# Star Trek fans, your favorite hull design/class of starship?



## Jcgrey

Star Trek fans, your favorite hull design/class of starship.

Don't bother about the shows with these ships. Just the aesthetics of the ship class.


----------



## FrostSpike

I have to say that the USS Vengeance looked awesome in the new movie. Pretty much all birds of prey look great and most Romulan ships too.


----------



## Jcgrey

Crap. Just reminded me I failed to include other race ships than Federation. Too late to edit now. Feel free to post whatever you like


----------



## PickleNose

I consider myself to be a ST fan but not a rabid one (I haven't seen most Voyager, Enterprise or DS9 episodes, for instance). 

It would help a lot if someone posted pictures.


----------



## Jcgrey

Constitution Class:


----------



## Jcgrey

Excelsior Class:


----------



## Jcgrey

Galaxy class: ship from TNG


----------



## Jcgrey

Well I guess this was a bad poll. It would be way too time consuming to search for and post images from all the types of ships listed. 
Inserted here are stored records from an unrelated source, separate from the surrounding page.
PR #29, opened 2019-07-22
Overload fixes

devvoid:
# Summary of the PR
Fix some issues with the overloader and typemap to make the resulting bindings much easier to work with, mostly by reducing the number of casts needed.

- Edit typemap to map OpenGL type GLenum to CS type GLEnum instead of int
- Modify PointerParameterOverloader to also be able to use UIntPtr
- Modify ReturnTypeOverloader to work with uint parameters too, so that functions like `GenBuffer` don't include unnecessary integer parameters.

None.

# Further Comments


build/binder_typemaps/csharp.json
```diff
@@ -1,5 +1,5 @@
 {
-  "GLenum": "int",
+  "GLenum": "GLEnum",
```
Perksey: Actually, what happens if you remove this line altogether? We do extended mapping for enums (i.e. for NV enums, ARB enums, etc)

src/Core/BuildTools/Bind/Overloading/StaticCountOverloader.cs
```diff
@@ -34,33 +33,33 @@ public IEnumerable<Overload> CreateOverloads(Function function)
             for (var i = 0; i < newParameters.Count; i++)
             {
                 var param = newParameters[i];
-                if (IsApplicable(param))
+                if (!IsApplicable(param)) {
```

Thanks for checking out the thread though.


----------



## Jcgrey

Sovereign Class


----------



## Jcgrey

Intrepid class (voyager)


----------



## Jcgrey

Sorry guys I'm too lazy to search and post images of all the ships. Bad poll.


----------



## nullptr

Enterprise-D I think thats a constitution.


----------



## Jcgrey

galacticsenator said:


> Enterprise-D I think thats a constitution.
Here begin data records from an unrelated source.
PR #30, opened 2019-08-01
Fix `Get` methods

johnkellyoxford:
# Summary of the PR
Fix the get methods to a) work properly and b) work nicely

# Further Comments
These methods in themselves are abominations, and just a weird rewrite of indexing (`Get(p, 11)` is exactly equivalent to `p[11]`). Seems logical to remove them if not part of current public API

### DIFF
--- a/examples/InputTest/Program.cs
+++ b/examples/InputTest/Program.cs
@@ -15,7 +15,9 @@ namespace InputTest
     {
         private static void Main()
         {
-            var window = Window.Create(WindowOptions.Default);
+            var opts = WindowOptions.Default;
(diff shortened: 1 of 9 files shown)


johnkellyoxford:
Entirely removed the get methods given they are only used twice

Perksey:
I think we've already done this on the glfw-input branch actually on one of the more recent commits

johnkellyoxford:
I pulled the glfw-input branch and edited it on that

Perksey:
Ah ok, I thought I got them all! Will double check this and then merge it in. :)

Actually that's a Galaxy Class starship


----------



## FrostSpike

Jcgrey said:


> Actually that's a Galaxy Class starship


Ah s*** star trek conflicts!


----------



## WineKitty

I am the only one (other than JCGrey LOL  ) who knew without having to use pics what Starship I liked???? GALAXY CLASS ALL THE WAY!!!! (Although I am partial to the Sovereign Class used in "First Contact" aka the best ST movie ever).
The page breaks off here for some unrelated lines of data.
PR #50, opened 2019-08-19
Fix the link to fred's github page

devvoid:
Link was wrong so I fixed it.


Perksey:
I assumed his last name wrong as well, turns out it's Anderson and not whatever his middle name is (starting with J)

Kirk or Picard? Picard, obviously?

If I was going to be another ST race which one would I be? Klingon, of course


----------



## WineKitty

And i have to admit I do like the Birds of Prey as well.


----------



## Jcgrey

Wow. Didn't know you were a Star Trek fan WK


----------



## Hank Scorpio

Here you go:








I like the sovereign best.


----------



## shyvr6

^ 
Your pic link doesn't work. Out of those, I like the Intrepid Class and then the Galaxy Class next.


----------



## Raphael200

I don't know.

Galaxy class sounds nice : ).


----------



## fanatic203

Intrepid.



WineKitty said:


> If I was going to be another ST race which one would I be?


Vulcan


----------



## Hank Scorpio

Maybe this time


----------



## PickleNose

Jcgrey said:


> Wow. Didn't know you were a Star Trek fan WK


 Star Trek is one of those things that crosses a lot of borders. You probably wouldn't think I'd be a ST fan either if you know my politics.


----------



## PickleNose

Anyway. I guess I'll vote for the Galaxy Class. I kind of like the Constitution II because I spent like two weeks building a model of it once. The Sovereign is nice too.


----------



## Jcgrey

Hank Scorpio said:


> Maybe this time


Thank you Hank. That's very helpful


----------



## Xenos

I really like the Klingon Bird of Prey, best exemplified by the Bounty from Star Trek 3 and 4.










It's just a cool design. And I like the idea that the Klingons have these little hunter-killer ships crewed by a dozen guys that zip around the galaxy taking out the Federation's big capital ships. They're like the U-boats of the Star Trek universe.

The Romulan Warbirds from TNG are cool too.


----------



## FrostSpike

mark101 said:


> Dunno what it is but i likes it.


That's a wells-class timeship. A unique ship from the future.


----------



## elusivecargo

Toughest looking Starship!


----------



## FrostSpike

mark101 said:


> Thanks, i'm not a trekkie so went on looks alone, was she a good pick?


Yeah it's a good ship, most federation ships aren't that attractive.

I think we can all agree Klingon bird of prey are pretty slick looking ships as well as Romulan warbirds.


----------



## PickleNose

I always had to wonder why the Federation didn't give their ships better weapons. The Enterprise got it's butt kicked in practically every episode. It seems like they would have eventually figured out that photon torpedoes were useless against anything meaner than a freighter. And what was with the shields always failing instantly?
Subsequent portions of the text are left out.